====== Source material ======
PR #2831, opened 2024-11-02
docs(cloudflare): update `cloudflare-module`

gxres042:
### ❓ Type of change

### 📚 Description

With Cloudflare Workers Static Assets, we only need to bind `ASSETS` and don't need to configure `bucket` anymore.Also, a link at Cloudflare Service Workers part has an unnecessary `/`, making the server return 404 to visitor.

This PR resolves these problems.

### 📝 Checklist

### DIFF
--- a/docs/2.deploy/20.providers/cloudflare.md
+++ b/docs/2.deploy/20.providers/cloudflare.md
@@ -9,7 +9,7 @@
 :read-more{title="Cloudflare Pages" to="https://pages.cloudflare.com/"}
 
 ::note
-This is the recommended preset for Cloudflare deployments, please consider using the alternative ones only if you have special requirements or needs.
+This is the recommended preset for Cloudflare deployments, please consider using the alternative ones if you need special features.
 ::
 
 ::note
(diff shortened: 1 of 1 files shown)


docs/2.deploy/20.providers/cloudflare.md
```diff
@@ -85,16 +85,14 @@ The following shows a typical `wrangler.toml` file for a Nitro application:
 name = "playground"
 main = "./.output/server/index.mjs"
 workers_dev = true
-compatibility_date = "2023-12-01"
+compatibility_date = "2024-11-01"
```
pi0, line 88: I think we also need to document `compatibilityDate` has to be set in nitro/nuxt config to enable new preset (we could also use two tabs perhaps for now for legacy and new one)

gxres042:
I add a sample `nitro.config.ts` file into it. 🤔 

For `compatibilityDate` option, we should document it at https://nitro.build/config too.

pi0 (approved):
Thanks! ❤️

adamdehaven:
@pi0 took me a bit of digging when upgrading `nuxt` to `3.14.x` to realize why my app that utilizes the `cloudflare-module` preset was broken 😬 

Turns out, the change to static assets requires this change in my `wrangler.toml`:

```diff
- [site]
- bucket = ".output/public"
+ assets = { directory = "./.output/public/", binding = "ASSETS" }
```

This PR addresses the change in the docs; however, it may be worth a specific callout in the `2.10` release notes

pi0:
Yes, this is required with latest compatibility date being set (otherwise nitro uses legacy `cloudflare_worker` preset that uses old assets handling)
======
What is required - Reproduce exactly the lines from the one with "need special features." through the end of the entries above, both ends included.

Task solution -
+This is the recommended preset for Cloudflare deployments, please consider using the alternative ones if you need special features.
 ::
 
 ::note
(diff shortened: 1 of 1 files shown)


docs/2.deploy/20.providers/cloudflare.md
```diff
@@ -85,16 +85,14 @@ The following shows a typical `wrangler.toml` file for a Nitro application:
 name = "playground"
 main = "./.output/server/index.mjs"
 workers_dev = true
-compatibility_date = "2023-12-01"
+compatibility_date = "2024-11-01"
```
pi0, line 88: I think we also need to document `compatibilityDate` has to be set in nitro/nuxt config to enable new preset (we could also use two tabs perhaps for now for legacy and new one)

gxres042:
I add a sample `nitro.config.ts` file into it. 🤔 

For `compatibilityDate` option, we should document it at https://nitro.build/config too.

pi0 (approved):
Thanks! ❤️

adamdehaven:
@pi0 took me a bit of digging when upgrading `nuxt` to `3.14.x` to realize why my app that utilizes the `cloudflare-module` preset was broken 😬 

Turns out, the change to static assets requires this change in my `wrangler.toml`:

```diff
- [site]
- bucket = ".output/public"
+ assets = { directory = "./.output/public/", binding = "ASSETS" }
```

This PR addresses the change in the docs; however, it may be worth a specific callout in the `2.10` release notes

pi0:
Yes, this is required with latest compatibility date being set (otherwise nitro uses legacy `cloudflare_worker` preset that uses old assets handling)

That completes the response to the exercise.